Charlie Hunnam has had an enviable career thus far, achieving success on screens both big and small. The English actor is familiar to film fans through his appearances in such hits as Children of Men and Pacific Rim, but he's undoubtedly best-known for his lead role on the FX drama series Sons of Anarchy, which ran for seven seasons from 2008-2014. Hunnam brought a great deal of likability to the morally questionable character of Jackson "Jax" Teller, the Vice President (and, eventually, President) of the Sons of Anarchy Motorcycle Club's Redwood Original charter, or SAMCRO if you're into the whole brevity thing. He's undeniably talented, possessed of classic movie star good looks, and one glance at his extensive body of work will tell you that he's among the hardest-working actors out there even though true big-screen blockbuster success has so far managed to stubbornly elude him.

It's certainly not that the star doesn't have blockbuster ambitions. As far back as 2009, Hunnam reported to IGN that he was up for the lead role in Marvel Studios' Thor (which, of course, eventually ended up going to Chris Hemsworth), and that he'd even been considered seriously enough to have performed a screen test. More recently, Hunnam told People in 2020 that he would be "flattered" to take over the role of James Bond from Daniel Craig, although he's not holding his breath. "My intuition tells me that I shouldn't be waiting for that phone call to come," he said. "I think there are many people ahead of me on that list."

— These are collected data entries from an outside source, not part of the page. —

Issue #6783, opened 2024-06-03
docs: Missing monitoring metric `go_memstats_gc_cpu_fraction`


philipaconrad:
## Short description 
Since Go 1.18, it seems that [Prometheus has removed the `go_memstats_gc_cpu_fraction`](https://github.com/prometheus/client_golang/issues/1500), which is reported on the [Monitoring docs page](https://www.openpolicyagent.org/docs/latest/monitoring/) as a `STABLE` metric.

If someone goes looking for that metric in Prometheus / Grafana charts while setting up an OPA deployment, they definitely won't see it! :sweat_smile: 

## Expected solution

The docs should reflect the removal of the metric, either with an explicit deprecation/removal note, or by just removing the table row for `go_memstats_gc_cpu_fraction`.

## Additional context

Hunnam, unfortunately, has reason to be pessimistic. Perhaps his best shot yet at anchoring a blockbuster franchise came in 2017, in a picture that might have begun a six-film franchise had it not flopped hard enough to startle birds out of trees. Unsurprisingly, it's the one that the actor wishes he could get a mulligan on.

Charlie Hunnam would like another shot at King Arthur: Legend of the Sword

Guy Ritchie's King Arthur: Legend of the Sword is just one in a long series of mostly futile attempts to spin box office gold from Arthurian legends. During a 2020 chat with Andy Cohen on his SiriusXM Radio show, Hunnam wished for a time machine so that he and Ritchie could make the movie they had wanted to make. "I'd like to go back (and redo) King Arthur, because there's a lot of things (that) went wrong during that, and a lot of things that were out of our control," Hunnam said. "I just don't think we ended up matching the aspiration, and we just ... didn't quite make the movie we wanted."

Hunnam went on to lament the franchise that could have been if not for the film's failure, saying that he was "captivated by the Arthurian legends" and that the filmmakers had "really missed an opportunity to tell a long-form story." When asked if there was any particular thing that went wrong with the production, though, Hunnam offered an intriguing response: "There was a piece of miscasting that ended up crippling the central storyline, that's actually not in the film anymore," he said.

Charlie Hunnam's remarks line up with reports about King Arthur's production problems

While it's not entirely clear to whom Hunnam was referring, we can field a pretty good guess based on reports from the set that leaked during King Arthur's production. The flick was delayed three times before its eventual release (via Screen Rant), and while at least one of those delays was chalked up to a series of disastrous test screenings, it was also reported that a heavy re-jiggering of the story was necessary due to the fact that Ritchie was so disappointed with the performance of a major cast member that her performance was cut from the film almost entirely.

That cast member, according to Female First, was Annabelle Wallis, who portrayed Maid Maggie in the film and is perhaps best-known for her role as Grace Burgess on the BBC series Peaky Blinders. Reportedly, the character, who it should be noted still appears in the finished cut of the film, was originally supposed to feature much more heavily, and Ritchie's decision to excise nearly all of her scenes presented problems that resulted in the flick's story being much more muddled and confusing than it might have otherwise been. 

Indeed, Ritchie has said that his first cut of the film was over three hours long (via Den of Geek), and with the final cut clocking in at just over two hours, it's easy to imagine that the movie — upon which critics lavished descriptors like "messy [and] garbled" and "incomprehensible" — might have fared a bit better if some of that cut material had remained. Whatever the case, King Arthur: Legend of the Sword was a great-looking film, and Hunnam acquitted himself nicely. Unfortunately, with adaptations of the legend not exactly having proven themselves at the box office, the star is unlikely to get his do-over.